__ASSIGNMENT__:
Would you please output the records exactly as they appear below?

----------------

PR #858, opened 2025-07-23
Allow Performance tie-break for RR tournaments

pascalaubry:
Used by ED (cf mail).
image
image

### DIFF
--- a/src/data/tie_breaks/tie_breaks.py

----------------

__RESULT FOR THIS EXERCISE__:
PR #858, opened 2025-07-23
Allow Performance tie-break for RR tournaments

pascalaubry:
Used by ED (cf mail).
image
image

### DIFF
--- a/src/data/tie_breaks/tie_breaks.py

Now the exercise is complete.